A proposta de horizonte móvel se estrutura no sentido de garantir a atualização permanente do exercício prospectivo em decorrência de alterações conjunturais significativas tanto no campo social, econômico e político, bem como resultante de inovações e descobertas relevantes para os cuidados de saúde. Fundamentalmente,buscam-se identificar os desvios para aproximação ou afastamento do que chamamos de horizonte desejável e possível, que configuraria um olhar “otimista” para o futuro.A atual conjuntura econômica e política, a nível internacional

e nacional, indica quase uma certeza de que, nos próximos vinte anos, estaremos nos afastando de maneira significativa do que se apresentava como desejável e possível na primeira rodada do projeto. O horizonte traçado como pessimista e plausível apresenta-se hoje como o mais provável. O distanciamento das projeções iniciais de crescimento econômico do país diminui radicalmente as possibilidades de que se processem os investimentos para redução das iniquidades no acesso aos serviços de saúde e para que se atendam as necessidades correntes de custeio.
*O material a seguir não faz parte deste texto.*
PR #1673, opened 2017-03-16
Add: .editorconfig to keep code style consistent

44px:
[EditorConfig](http://editorconfig.org/) helps developers define and maintain consistent coding styles between different editors and IDEs.


arikfr:
Thanks 👍

Issue #1616, opened 2017-02-20
Problem with clickhouse connector


akonyaev90:
Hi!

When I select from clickhouse columns with type Array(String) - that looks good,
but when I select Array(IntX)  - I see empty cells.
I clickhouse-console Array(IntX) columns looks good.

Any idea?

arikfr:
Fixed in #1682.

PR #1682, opened 2017-03-22
[Clickhouse] Fix: better support for types

denisov-vlad:
#1616 Fixed issue with wrong type definition for array of integers


arikfr:
Thanks.

PR #1686, opened 2017-03-25
[Salesforce] Change: Sandbox cannot be required or it will force it to be True. 

msnider:
Very minor fixes for the Salesforce query runner:

1) If Sandbox is a required parameter then Redash will require it be True

2) SOQL queries should not be annotated since SOQL does not allow comments


arikfr:
Thanks!

PR #1687, opened 2017-03-26
[Data Source] Adds a Google Spreadsheet OAuth User

akiray03:
Adds a Google Spreadsheet DataSource connecting by OAuth User (NOT Service Account).

## Motivation

Some G Suite users, Restrict sharing of files outside the organization. They cannot grant permissions to users in different domains. The service accounts domain is different G Suite domains, it could not be accessed.
https://support.google.com/a/answer/60781?hl=en

## Screen Capture

redash-datasource-google-spreadsheet-oauth-user


denisov-vlad:
I think it will be good to add this option for all Google data sources used in redash. But the way with **new** datasource with different login type looks bad for me.

akiray03:
@denisov-vlad  Thanks. My idea is as follows. What do you think?

1. adds GoogleOAuth model.
1. adds google_oauth_id columns (nullable) to data_sources.
1. For a data source that uses Google authentication, let's choose the service account and Google OAuth.

image

denisov-vlad:
@akiray03 that's a good idea but i can't imagine how to make it in redash user interface.
It's possible to add google_oauth_credetials to redash user's profile. Then you can add datasource for Spreadsheets/Analytics/etc using service account or your redash user's oauth credentials. It looks better for me.

denisov-vlad:
maybe @arikfr knows a better solution

akiray03:
@denisov-vlad  Thanks. sounds good.
The idea I suggested for the first time was that we do not need to give permission to Redash's end users. But in many cases it can be realized with a service account.
I think that I will implement it with the idea you presented.

1. adds UserGoogleCredential model. (It has user_id, org_id, scopes, and credentials.)
2. adds the Service Account and the executor account selection settings to DataSource
3. adds account selection function to QueryRunner
4. add a mechanism to request authentication 
5. and other ..

akiray03:
@arikfr What do you think with this approach?

arikfr:
Apologies for leaving this untouched for so long... :-(

I have a few comments about the code, but my main concern is more a conceptual one: data sources in Redash are shared among users. Does it really make sense for a user to give access to all his spreadsheets in such environment?

It does make sense to have a flow where the user can easily import a spreadsheet into Redash but on a per spreadsheet basis (maybe using something like the [Picker API](https://developers.google.com/picker/docs/)?); without the need to create a special data source first. It does require changing some concepts in Redash a bit. :\

What was your use case for this?

--- 

As for the other discussion you had here, due to the need to authorize specific scopes when adding different data sources, I'm not sure what we gain by storing OAuth credentials in a central store (while adding complexity to the implementation).

---

Apologies again for the long period of silence. Will try to be more responsive now.

arikfr:
Hi,

Thanks.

Tudo isso provocará um grau importante de degradação de recursos existentes e aprofundará a estratificação social do acesso. O estrangulamento fiscal e a disputa por sua partilha comprometerá esforços de ampliação da base contributiva para o setor.

Da mesma forma, é possível prever um acirramento da competição entre os entes federados, dificultando os esforços de integração e cooperação. Consequências negativas também podem ser antecipadas nos esforços para fortalecimento da base produtiva setorial no curto prazo, que podem comprometer a capacidade de inovação e autonomia desejadas para o futuro. Entretanto, afortunadamente, embora reduzidas, não me parecem esgotadas as possibilidades de, em quatro a cinco anos, podermos redesenhar um horizonte, digamos, “mais colorido”.

O texto “Princípios do Sistema de Saúde Brasileiro”, publicado no terceiro volume do livro “A saúde no Brasil em 2030”, aponta que a classe trabalhadora, os profissionais de saúde e mesmo os servidores públicos já não são agentes estratégicos de uma política de saúde universal e equitativa. Qual seria o caminho de mobilização da sociedade pelo SUS?

De fato, a extrema segmentação da oferta e do acesso aos serviços de saúde no país erodiu de maneira importante a base sociopolítica de apoio ao SUS. Em momentos de crise econômica e fragilidade fiscal, como o que atravessamos, torna-se gigantesca a disputa no terreno fiscal e, sobretudo, na orientação do modelo econômico de desenvolvimento para o país. A luta ideológica se acentua e nos meios de comunicação, que hoje são dominados em quase sua totalidade pelas elites econômicas, não há o menor espaço para defesa do interesse público difuso, como é o direito à saúde. Igualmente, em tempos de escassez, acentua-se a disputa

entre usuários e profissionais do SUS. É politicamente inviável, na atual conjuntura, imaginar algum grau de redução de incentivos fiscais destinados a operadores privados do setor Saúde. A quimera do acesso a planos privados de saúde como solução para as dificuldades de acesso continuará a prosperar. Servidores públicos defenderão com unhas e dentes seus planos de saúde. Médicos manterão sua defesa intransigente pelo recebimento por serviços prestados discriminados na Classificação Brasileira Hierarquizada de Procedimentos Médicos (CBHPM). Os que aceitarem o serviço público exigirão salários que só lhes poderão ser pagos por arranjos privados como as Organizações Sociais de Saúde (OSS), aprofundando a segmentação da oferta também no setor público.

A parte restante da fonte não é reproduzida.